(INPUT FOR THIS TASK begins)

PR #1435, opened 2024-06-07
Surface expression compilation errors for waitForEvent expressions

BrunoScheufler:
## Description

This adds error handling and visibility improvements for expresssion parsing errors, specifically when interpolating waitForEvent `if`expressions.

### Before

image

### After

image

## Motivation

Currently, whenever a user configures an invalid expression for waitForEvent, a function run will simply log an error and get stuck, without surfacing any details as to what happened to the user.

Take the following Inngest function:

```
inngest.createFunction(
  {
    id: "invalid-expression",
  },
  {
    event: "test/invalid.expression",
  },
  async ({ step, event }) => {
    await step.run("do something", async () => {
      console.log("did something", event);
    });

    await step.waitForEvent("wait until something happens", {
      event: "test/continue",
      timeout: "6h",
      if: "event.data.userId === async.data.userId",
    });

    await step.run("finalize", async () => {
      console.log("wrapping up!");
    });
  },
);
```

Did you notice the third equal sign in the expression? Errors like this can happen quickly, and right now, there's no way for a developer to know that this breaks the function. They are led to believe that something in the Inngest cloud broke, with no way to fix the issue.

- [ ] Docs

## Checklist


pkg/expressions/expressions.go
```diff
@@ -334,3 +334,24 @@ func (e *expressionEvaluator) parseAttributes(ctx context.Context) error {
 	e.attrs = attrs
 	return nil
 }
+
+type CompileError struct {
+	Err error
+}
+
+func NewCompileError(err error) *CompileError {
```
BrunoScheufler, line 342: I've introduced a custom error to

- easily check for the occurrence in executor.go
- provide the underlying expression compilation error to the user without including the intermediate error messages

pkg/execution/executor/executor.go
```diff
@@ -2556,11 +2561,7 @@ func (e *executor) handleGeneratorWaitForEvent(ctx context.Context, i *runInstan
 			"event": evt.Map(),
 		})
 		if err != nil {
-			logger.StdlibLogger(ctx).Warn(
-				"error interpolating waitForEvent expression",
-				"error", err,
-				"expression", *opts.If,
-			)
+			return fmt.Errorf("error interpolating wait for event expression: %w", err)
```
BrunoScheufler, line 2564: This is where we currently end with a stuck function run. Now, we simply return the error and handle it a few layers above.

pkg/execution/executor/executor.go
```diff
@@ -1103,8 +1103,13 @@ func (e *executor) HandleResponse(ctx context.Context, i *runInstance, resp *sta
 	if len(resp.Generator) > 0 {
 		// Handle generator responses then return.
 		if serr := e.HandleGeneratorResponse(ctx, i, resp); serr != nil {
+			var compileError *expressions.CompileError
+
 			// If this is an error compiling async expressions, fail the function.
-			if strings.Contains(serr.Error(), "error compiling expression") {
+			if errors.As(serr, &compileError) {
+				resp.Output = nil
+				resp.Err = compileError.Message()
```
BrunoScheufler, line 1111: This might not be the smoothest way to surface the error. If you have any other ideas, please let me know!

pkg/execution/executor/executor.go
```diff
@@ -1103,8 +1103,13 @@ func (e *executor) HandleResponse(ctx context.Context, i *runInstance, resp *sta
...
+
```
tonyhb, line 1112: I suspect we may need to also add the onFunctionFailed lifecycle hook just below the finalize call, too, actually - unless this is already handled when returning an error from the handleResponse call?

Without this lifecycle hook we won't be properly storing logs/traces/etc.

It's actually a little annoying that we have to call the lifecycle hooks _and_ finalize separately;  maybe in the future we can refactor the executor code to combine these.

pkg/execution/executor/executor.go
tonyhb: combined with the custom error this seems entirely reasonable

pkg/execution/executor/executor.go
BrunoScheufler: We do use the `OnFunctionFinished` one, this might be the wrong hook then? It does already handle some errors (step limit exceeded), though.

darwin67 (approved):
Looks good as is.

While non blocking, we currently have some implicit expectation for step error data structure.
It'll be great to actually define that struct in this repo, and we can translate the `CompileError` into a `StepError`.
https://github.com/inngest/inngest/blob/main/docs/SDK_SPEC.md
image

pkg/execution/execution.go
```diff
@@ -264,3 +264,32 @@ func (h HandlePauseResult) Processed() int32 {
 func (h HandlePauseResult) Handled() int32 {
 	return h[1]
 }
+
+type GracefulError struct {
```
BrunoScheufler, line 268: I would have liked the `expressions.CompileError` to implement the GracefulError, however, this would require importing packages or code that isn't immediately related, so we have to convert the "internal" errors to graceful/public/user-facing ones one layer above.

Happy to accept suggestions on whether we should refactor this into a separate module and start implementing a common interface.

pkg/execution/executor/validate.go
```diff
@@ -80,7 +80,14 @@ func (r *runValidator) checkStepLimit(ctx context.Context) error {
 	if limit > 0 && r.md.Metrics.StepCount >= limit {
 		// Create a new driver response to map as the function finished error.
 		resp := state.DriverResponse{}
-		resp.SetError(state.ErrFunctionOverflowed)
+
+		gracefulErr := state.StandardError{
+			Error:   state.ErrFunctionOverflowed.Error(),
+			Name:    "ErrFunctionOverflowed",
```
jpwilliams, line 86: Can we make this name a `const`? atm I'm starting to:
- Add these errors over here: https://github.com/inngest/inngest/blob/b32061954f142aa79c247fc26ac3cb07b225ddff/pkg/execution/execution.go#L22
- Prefix them with `Inngest` so users can easily differentiate these from their own errors (and we can more easily provide UI help)

jpwilliams (changes requested):

jpwilliams (approved):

(INPUT FOR THIS TASK ends)

§ **ACTIVITY**
All lines above that contain the word "tonyhb" are to be copied.

§ **FINAL ANSWER**
tonyhb, line 1112: I suspect we may need to also add the onFunctionFailed lifecycle hook just below the finalize call, too, actually - unless this is already handled when returning an error from the handleResponse call?
tonyhb: combined with the custom error this seems entirely reasonable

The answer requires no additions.